**What the task requires**
Return all records exactly. Nothing may be added.
[[ Data extract, beginning ]]
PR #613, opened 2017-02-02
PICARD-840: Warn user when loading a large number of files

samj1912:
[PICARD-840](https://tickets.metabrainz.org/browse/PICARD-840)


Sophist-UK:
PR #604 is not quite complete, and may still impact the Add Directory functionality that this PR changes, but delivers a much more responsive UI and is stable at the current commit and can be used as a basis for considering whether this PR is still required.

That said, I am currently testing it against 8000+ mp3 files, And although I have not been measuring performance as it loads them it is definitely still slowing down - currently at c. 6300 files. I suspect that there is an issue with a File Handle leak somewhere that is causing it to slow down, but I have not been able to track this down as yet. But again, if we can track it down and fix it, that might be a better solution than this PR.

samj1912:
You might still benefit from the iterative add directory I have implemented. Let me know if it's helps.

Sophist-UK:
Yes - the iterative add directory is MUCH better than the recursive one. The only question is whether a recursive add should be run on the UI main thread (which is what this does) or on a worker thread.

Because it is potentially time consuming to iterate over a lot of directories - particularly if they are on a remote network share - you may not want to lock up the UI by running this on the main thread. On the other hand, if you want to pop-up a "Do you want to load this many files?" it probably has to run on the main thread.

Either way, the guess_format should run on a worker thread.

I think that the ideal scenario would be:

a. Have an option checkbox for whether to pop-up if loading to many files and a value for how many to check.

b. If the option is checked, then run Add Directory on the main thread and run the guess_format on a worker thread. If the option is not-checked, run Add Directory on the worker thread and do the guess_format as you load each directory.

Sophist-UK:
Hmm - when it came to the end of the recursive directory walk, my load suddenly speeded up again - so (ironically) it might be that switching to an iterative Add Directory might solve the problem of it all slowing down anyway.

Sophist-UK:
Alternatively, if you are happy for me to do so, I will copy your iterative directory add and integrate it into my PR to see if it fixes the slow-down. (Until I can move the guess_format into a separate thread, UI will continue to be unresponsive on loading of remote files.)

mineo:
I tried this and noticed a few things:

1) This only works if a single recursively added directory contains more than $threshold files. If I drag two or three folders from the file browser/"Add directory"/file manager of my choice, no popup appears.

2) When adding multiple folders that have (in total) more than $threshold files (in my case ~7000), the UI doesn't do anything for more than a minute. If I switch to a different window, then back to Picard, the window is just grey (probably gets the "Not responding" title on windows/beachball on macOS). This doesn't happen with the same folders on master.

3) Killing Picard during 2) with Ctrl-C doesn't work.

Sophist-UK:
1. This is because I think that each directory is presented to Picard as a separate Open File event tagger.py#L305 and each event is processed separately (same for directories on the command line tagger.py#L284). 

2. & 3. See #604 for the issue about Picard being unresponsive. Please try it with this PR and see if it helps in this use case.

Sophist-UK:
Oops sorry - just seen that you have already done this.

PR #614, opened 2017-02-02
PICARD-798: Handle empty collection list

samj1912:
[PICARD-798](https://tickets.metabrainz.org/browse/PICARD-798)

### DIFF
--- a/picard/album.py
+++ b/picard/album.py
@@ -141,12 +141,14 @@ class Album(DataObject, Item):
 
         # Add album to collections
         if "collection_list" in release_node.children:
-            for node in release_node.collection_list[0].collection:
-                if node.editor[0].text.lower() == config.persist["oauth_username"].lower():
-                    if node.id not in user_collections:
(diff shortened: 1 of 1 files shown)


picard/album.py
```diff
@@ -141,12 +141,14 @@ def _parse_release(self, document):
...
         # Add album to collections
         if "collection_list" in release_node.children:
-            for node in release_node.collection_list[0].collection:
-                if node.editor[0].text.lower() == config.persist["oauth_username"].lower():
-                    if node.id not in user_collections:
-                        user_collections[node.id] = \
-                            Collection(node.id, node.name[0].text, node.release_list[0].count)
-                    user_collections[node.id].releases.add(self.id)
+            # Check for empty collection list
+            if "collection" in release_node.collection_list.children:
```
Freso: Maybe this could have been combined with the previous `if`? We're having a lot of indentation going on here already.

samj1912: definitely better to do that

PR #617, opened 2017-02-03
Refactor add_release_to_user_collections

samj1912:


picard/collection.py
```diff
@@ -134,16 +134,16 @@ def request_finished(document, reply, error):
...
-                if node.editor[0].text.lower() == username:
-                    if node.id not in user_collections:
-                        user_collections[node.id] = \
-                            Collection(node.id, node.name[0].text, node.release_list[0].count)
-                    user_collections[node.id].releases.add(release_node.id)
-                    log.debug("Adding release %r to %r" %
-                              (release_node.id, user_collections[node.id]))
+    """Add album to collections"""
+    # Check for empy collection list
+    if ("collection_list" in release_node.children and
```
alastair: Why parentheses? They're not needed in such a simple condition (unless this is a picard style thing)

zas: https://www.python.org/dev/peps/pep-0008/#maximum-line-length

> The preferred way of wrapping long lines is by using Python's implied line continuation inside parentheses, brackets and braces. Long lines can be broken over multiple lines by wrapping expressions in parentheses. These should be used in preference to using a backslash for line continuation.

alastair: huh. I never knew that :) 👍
[[ Data extract, end ]]
**Final answer**
PR #613, opened 2017-02-02
PICARD-840: Warn user when loading a large number of files

samj1912:
[PICARD-840](https://tickets.metabrainz.org/browse/PICARD-840)


Sophist-UK:
PR #604 is not quite complete, and may still impact the Add Directory functionality that this PR changes, but delivers a much more responsive UI and is stable at the current commit and can be used as a basis for considering whether this PR is still required.

That said, I am currently testing it against 8000+ mp3 files, And although I have not been measuring performance as it loads them it is definitely still slowing down - currently at c. 6300 files. I suspect that there is an issue with a File Handle leak somewhere that is causing it to slow down, but I have not been able to track this down as yet. But again, if we can track it down and fix it, that might be a better solution than this PR.

samj1912:
You might still benefit from the iterative add directory I have implemented. Let me know if it's helps.

Sophist-UK:
Yes - the iterative add directory is MUCH better than the recursive one. The only question is whether a recursive add should be run on the UI main thread (which is what this does) or on a worker thread.

Because it is potentially time consuming to iterate over a lot of directories - particularly if they are on a remote network share - you may not want to lock up the UI by running this on the main thread. On the other hand, if you want to pop-up a "Do you want to load this many files?" it probably has to run on the main thread.

Either way, the guess_format should run on a worker thread.

I think that the ideal scenario would be:

a. Have an option checkbox for whether to pop-up if loading to many files and a value for how many to check.

b. If the option is checked, then run Add Directory on the main thread and run the guess_format on a worker thread. If the option is not-checked, run Add Directory on the worker thread and do the guess_format as you load each directory.

Sophist-UK:
Hmm - when it came to the end of the recursive directory walk, my load suddenly speeded up again - so (ironically) it might be that switching to an iterative Add Directory might solve the problem of it all slowing down anyway.

Sophist-UK:
Alternatively, if you are happy for me to do so, I will copy your iterative directory add and integrate it into my PR to see if it fixes the slow-down. (Until I can move the guess_format into a separate thread, UI will continue to be unresponsive on loading of remote files.)

mineo:
I tried this and noticed a few things:

1) This only works if a single recursively added directory contains more than $threshold files. If I drag two or three folders from the file browser/"Add directory"/file manager of my choice, no popup appears.

2) When adding multiple folders that have (in total) more than $threshold files (in my case ~7000), the UI doesn't do anything for more than a minute. If I switch to a different window, then back to Picard, the window is just grey (probably gets the "Not responding" title on windows/beachball on macOS). This doesn't happen with the same folders on master.

3) Killing Picard during 2) with Ctrl-C doesn't work.

Sophist-UK:
1. This is because I think that each directory is presented to Picard as a separate Open File event tagger.py#L305 and each event is processed separately (same for directories on the command line tagger.py#L284). 

2. & 3. See #604 for the issue about Picard being unresponsive. Please try it with this PR and see if it helps in this use case.

Sophist-UK:
Oops sorry - just seen that you have already done this.

PR #614, opened 2017-02-02
PICARD-798: Handle empty collection list

samj1912:
[PICARD-798](https://tickets.metabrainz.org/browse/PICARD-798)

### DIFF
--- a/picard/album.py
+++ b/picard/album.py
@@ -141,12 +141,14 @@ class Album(DataObject, Item):
 
         # Add album to collections
         if "collection_list" in release_node.children:
-            for node in release_node.collection_list[0].collection:
-                if node.editor[0].text.lower() == config.persist["oauth_username"].lower():
-                    if node.id not in user_collections:
(diff shortened: 1 of 1 files shown)


picard/album.py
```diff
@@ -141,12 +141,14 @@ def _parse_release(self, document):
...
         # Add album to collections
         if "collection_list" in release_node.children:
-            for node in release_node.collection_list[0].collection:
-                if node.editor[0].text.lower() == config.persist["oauth_username"].lower():
-                    if node.id not in user_collections:
-                        user_collections[node.id] = \
-                            Collection(node.id, node.name[0].text, node.release_list[0].count)
-                    user_collections[node.id].releases.add(self.id)
+            # Check for empty collection list
+            if "collection" in release_node.collection_list.children:
```
Freso: Maybe this could have been combined with the previous `if`? We're having a lot of indentation going on here already.

samj1912: definitely better to do that

PR #617, opened 2017-02-03
Refactor add_release_to_user_collections

samj1912:


picard/collection.py
```diff
@@ -134,16 +134,16 @@ def request_finished(document, reply, error):
...
-                if node.editor[0].text.lower() == username:
-                    if node.id not in user_collections:
-                        user_collections[node.id] = \
-                            Collection(node.id, node.name[0].text, node.release_list[0].count)
-                    user_collections[node.id].releases.add(release_node.id)
-                    log.debug("Adding release %r to %r" %
-                              (release_node.id, user_collections[node.id]))
+    """Add album to collections"""
+    # Check for empy collection list
+    if ("collection_list" in release_node.children and
```
alastair: Why parentheses? They're not needed in such a simple condition (unless this is a picard style thing)

zas: https://www.python.org/dev/peps/pep-0008/#maximum-line-length

> The preferred way of wrapping long lines is by using Python's implied line continuation inside parentheses, brackets and braces. Long lines can be broken over multiple lines by wrapping expressions in parentheses. These should be used in preference to using a backslash for line continuation.

alastair: huh. I never knew that :) 👍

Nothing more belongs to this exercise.